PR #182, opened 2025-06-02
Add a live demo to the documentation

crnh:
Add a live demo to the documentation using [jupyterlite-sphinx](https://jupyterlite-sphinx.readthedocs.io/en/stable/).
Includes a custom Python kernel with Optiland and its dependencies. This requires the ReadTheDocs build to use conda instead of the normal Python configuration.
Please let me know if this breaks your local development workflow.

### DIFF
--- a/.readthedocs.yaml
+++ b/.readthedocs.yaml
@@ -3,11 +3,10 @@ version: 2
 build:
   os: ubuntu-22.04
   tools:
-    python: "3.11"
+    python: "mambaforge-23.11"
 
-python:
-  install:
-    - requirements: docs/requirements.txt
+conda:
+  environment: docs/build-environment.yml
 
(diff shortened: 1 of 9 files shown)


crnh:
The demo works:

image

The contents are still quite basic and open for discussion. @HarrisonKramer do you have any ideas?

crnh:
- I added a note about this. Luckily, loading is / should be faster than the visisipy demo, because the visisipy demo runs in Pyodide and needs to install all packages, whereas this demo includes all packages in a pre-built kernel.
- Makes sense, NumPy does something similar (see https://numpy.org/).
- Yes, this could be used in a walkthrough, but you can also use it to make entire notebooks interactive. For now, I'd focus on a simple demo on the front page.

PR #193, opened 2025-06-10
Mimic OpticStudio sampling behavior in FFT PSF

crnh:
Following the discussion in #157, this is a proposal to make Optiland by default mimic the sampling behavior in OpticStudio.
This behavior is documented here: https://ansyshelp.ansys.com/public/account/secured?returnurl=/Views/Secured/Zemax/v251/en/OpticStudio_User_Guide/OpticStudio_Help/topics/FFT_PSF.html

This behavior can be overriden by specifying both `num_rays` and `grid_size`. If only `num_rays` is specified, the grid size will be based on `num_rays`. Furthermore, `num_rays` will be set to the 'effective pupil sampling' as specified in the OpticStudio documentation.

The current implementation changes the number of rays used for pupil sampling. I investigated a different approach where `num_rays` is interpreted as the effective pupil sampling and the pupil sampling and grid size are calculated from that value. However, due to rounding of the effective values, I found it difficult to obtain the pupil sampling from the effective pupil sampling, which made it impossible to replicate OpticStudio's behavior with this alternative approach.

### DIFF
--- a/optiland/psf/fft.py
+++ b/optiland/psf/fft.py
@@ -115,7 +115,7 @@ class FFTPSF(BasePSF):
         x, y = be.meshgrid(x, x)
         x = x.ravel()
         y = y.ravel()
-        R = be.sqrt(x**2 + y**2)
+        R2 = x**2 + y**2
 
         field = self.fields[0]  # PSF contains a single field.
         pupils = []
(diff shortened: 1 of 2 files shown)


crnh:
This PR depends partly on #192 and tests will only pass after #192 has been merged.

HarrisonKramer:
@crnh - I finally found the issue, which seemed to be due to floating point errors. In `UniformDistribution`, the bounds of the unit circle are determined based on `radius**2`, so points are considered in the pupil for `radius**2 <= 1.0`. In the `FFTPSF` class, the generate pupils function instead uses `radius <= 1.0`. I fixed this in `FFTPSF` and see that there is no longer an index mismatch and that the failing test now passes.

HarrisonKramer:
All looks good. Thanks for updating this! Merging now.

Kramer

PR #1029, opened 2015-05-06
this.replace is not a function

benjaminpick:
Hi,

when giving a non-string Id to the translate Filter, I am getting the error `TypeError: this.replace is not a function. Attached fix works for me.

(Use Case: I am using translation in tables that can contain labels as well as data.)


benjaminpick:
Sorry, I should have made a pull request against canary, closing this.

***

§ What this task involves:
Please repeat the material in full, keeping it exact.

§ Completed task:
PR #182, opened 2025-06-02
Add a live demo to the documentation

crnh:
Add a live demo to the documentation using [jupyterlite-sphinx](https://jupyterlite-sphinx.readthedocs.io/en/stable/).
Includes a custom Python kernel with Optiland and its dependencies. This requires the ReadTheDocs build to use conda instead of the normal Python configuration.
Please let me know if this breaks your local development workflow.

### DIFF
--- a/.readthedocs.yaml
+++ b/.readthedocs.yaml
@@ -3,11 +3,10 @@ version: 2
 build:
   os: ubuntu-22.04
   tools:
-    python: "3.11"
+    python: "mambaforge-23.11"
 
-python:
-  install:
-    - requirements: docs/requirements.txt
+conda:
+  environment: docs/build-environment.yml
 
(diff shortened: 1 of 9 files shown)


crnh:
The demo works:

image

The contents are still quite basic and open for discussion. @HarrisonKramer do you have any ideas?

crnh:
- I added a note about this. Luckily, loading is / should be faster than the visisipy demo, because the visisipy demo runs in Pyodide and needs to install all packages, whereas this demo includes all packages in a pre-built kernel.
- Makes sense, NumPy does something similar (see https://numpy.org/).
- Yes, this could be used in a walkthrough, but you can also use it to make entire notebooks interactive. For now, I'd focus on a simple demo on the front page.

PR #193, opened 2025-06-10
Mimic OpticStudio sampling behavior in FFT PSF

crnh:
Following the discussion in #157, this is a proposal to make Optiland by default mimic the sampling behavior in OpticStudio.
This behavior is documented here: https://ansyshelp.ansys.com/public/account/secured?returnurl=/Views/Secured/Zemax/v251/en/OpticStudio_User_Guide/OpticStudio_Help/topics/FFT_PSF.html

This behavior can be overriden by specifying both `num_rays` and `grid_size`. If only `num_rays` is specified, the grid size will be based on `num_rays`. Furthermore, `num_rays` will be set to the 'effective pupil sampling' as specified in the OpticStudio documentation.

The current implementation changes the number of rays used for pupil sampling. I investigated a different approach where `num_rays` is interpreted as the effective pupil sampling and the pupil sampling and grid size are calculated from that value. However, due to rounding of the effective values, I found it difficult to obtain the pupil sampling from the effective pupil sampling, which made it impossible to replicate OpticStudio's behavior with this alternative approach.

### DIFF
--- a/optiland/psf/fft.py
+++ b/optiland/psf/fft.py
@@ -115,7 +115,7 @@ class FFTPSF(BasePSF):
         x, y = be.meshgrid(x, x)
         x = x.ravel()
         y = y.ravel()
-        R = be.sqrt(x**2 + y**2)
+        R2 = x**2 + y**2
 
         field = self.fields[0]  # PSF contains a single field.
         pupils = []
(diff shortened: 1 of 2 files shown)


crnh:
This PR depends partly on #192 and tests will only pass after #192 has been merged.

HarrisonKramer:
@crnh - I finally found the issue, which seemed to be due to floating point errors. In `UniformDistribution`, the bounds of the unit circle are determined based on `radius**2`, so points are considered in the pupil for `radius**2 <= 1.0`. In the `FFTPSF` class, the generate pupils function instead uses `radius <= 1.0`. I fixed this in `FFTPSF` and see that there is no longer an index mismatch and that the failing test now passes.

HarrisonKramer:
All looks good. Thanks for updating this! Merging now.

Kramer

PR #1029, opened 2015-05-06
this.replace is not a function

benjaminpick:
Hi,

when giving a non-string Id to the translate Filter, I am getting the error `TypeError: this.replace is not a function. Attached fix works for me.

(Use Case: I am using translation in tables that can contain labels as well as data.)


benjaminpick:
Sorry, I should have made a pull request against canary, closing this.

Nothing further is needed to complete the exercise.